BRIEF: Once you have checked the records that follow, state how many of their lines hold "enable", giving the number only.

(Records from a collection)
▽

PR #1085, opened 2022-12-21
[macOS] enable shortcuts

mathildemerle:
From an issue on https://github.com/Inria-Asclepios/medInria-public/issues/169

On macOS the shortcuts in Qt applications are disabled by default: https://doc.qt.io/qt-6/qshortcut.html#details

This PR adds the methods which enable shortcuts.

I put the PR in draft since it needs to be tested. It can be tested with the Exit pop-up.

:m:

### DIFF
--- a/src/app/medInria/main.cpp
+++ b/src/app/medInria/main.cpp
@@ -29,6 +29,10 @@
 #include <medSettingsManager.h>
 #include <medStorage.h>
 
+#ifdef Q_WS_MAC
+extern void qt_set_sequence_auto_mnemonic(bool b);
+#endif
+
 void forceShow(medMainWindow& mainwindow )
 {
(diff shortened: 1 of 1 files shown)


mathildemerle:
Tested on macOS: 
 * on master branch, le native macOS menu bar that we use have its own keyboard shortcut to access: `control + fn + F2`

△

OUTPUT BELOW: 2